# What is being asked
Say how many lines in the entries below have the word "that" in them, giving only the number.
--- Data listing ---
PR #1054, opened 2022-06-07
Online hsm develop

mflierm:
This plugin is able to provide online data for the HS monitor. This will allow us to look online to SE data and therefore potentially increase the run time.

Because the data is written to the MongoDB, documents should not be too large. To avoid this, the plugin compares the size of the incoming data to a `max_bytes` size. When the data is bigger than that, it randomly selects '`max_bytes`' amount of peaks. It saves the relevant parameters for the HS monitor plots. Since in the end we are interested in the (SE) peak rate, also a weight is added to each peak. We will later on multiply the calculated rate (in the monitor code) by this weight to correct for data we had to throw away.


straxen/plugins/online_monitor.py
```diff
@@ -178,6 +179,82 @@ def area_width_hist(self, data):
...
+        if peaks_size > self.max_bytes:
+            # Calculate fraction of the data that can be kept
+            # to reduce datasize
+            new_len = int(len(peaks) / peaks_size * self.max_bytes)
+            idx = np.random.choice(np.arange(len(peaks)), replace=False, size=new_len)
+            data = peaks[np.sort(idx)]
+
+        elif peaks_size <= self.max_bytes:
+            data = peaks
+
```
JoranAngevaare, line 241:
```suggestion
        else:  # peaks_size <= self.max_bytes:
            data = peaks
```

straxen/plugins/online_monitor.py
```diff
@@ -178,6 +179,82 @@ def area_width_hist(self, data):
...
+            (('Reconstructed mlp peak y-position', 'y_mlp'),
+             np.float32),
+            (('Width (in ns) of the central 50% area of the peak', 'range_50p_area'),
+             np.float32),
+            (('Fraction of original peaks array length that is saved', 'weight'),
+             np.float32),
+            (('End time of the chunk', 'endtime'),
+             np.int64),
+        ]
+        return dtype
```
JoranAngevaare, line 227:
```suggestion
        dtype = [
            (('Peak integral in PE', 'area'),
             np.float32),
            (('Reconstructed mlp peak x-position', 'x_mlp'),
             np.float32),
            (('Reconstructed mlp peak y-position', 'y_mlp'),
             np.float32),
            (('Width (in ns) of the central 50% area of the peak', 'range_50p_area'),
             np.float32),
            (('Fraction of original peaks array length that is saved', 'weight'),
             np.float32),
        ] + strax.time_fields
        return dtype
```

straxen/plugins/online_monitor.py
```diff
@@ -1,6 +1,7 @@
 import strax
 import numpy as np
 from immutabledict import immutabledict
+from numpy import random
```
JoranAngevaare, line 4:
```suggestion
from numpy import random
import straxen
```

straxen/plugins/online_monitor.py
```diff
@@ -178,6 +179,82 @@ def area_width_hist(self, data):
...
+
+    max_bytes = straxen.URLConfig(
+        default=10e6,
+        track=True,
+        help='Maximum amount of bytes of data for MongoDB document'
+    )
+
+    depends_on = ('peak_basics', 'peak_positions_mlp')
+    provides = 'online_se_monitor'
+    data_kind = 'online_se_monitor'
```
JoranAngevaare, line 207: I think you can call it something more general than SE monitor, the plugin does monitor much more than just SE, what do you think

JoranAngevaare (commented):
Very nice, clean work Maricke. Thanks a lot!

I only have some stylistic comments:

JoranAngevaare (approved):

JoranAngevaare:
Great work, let's merge 👍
---
# Written solution
4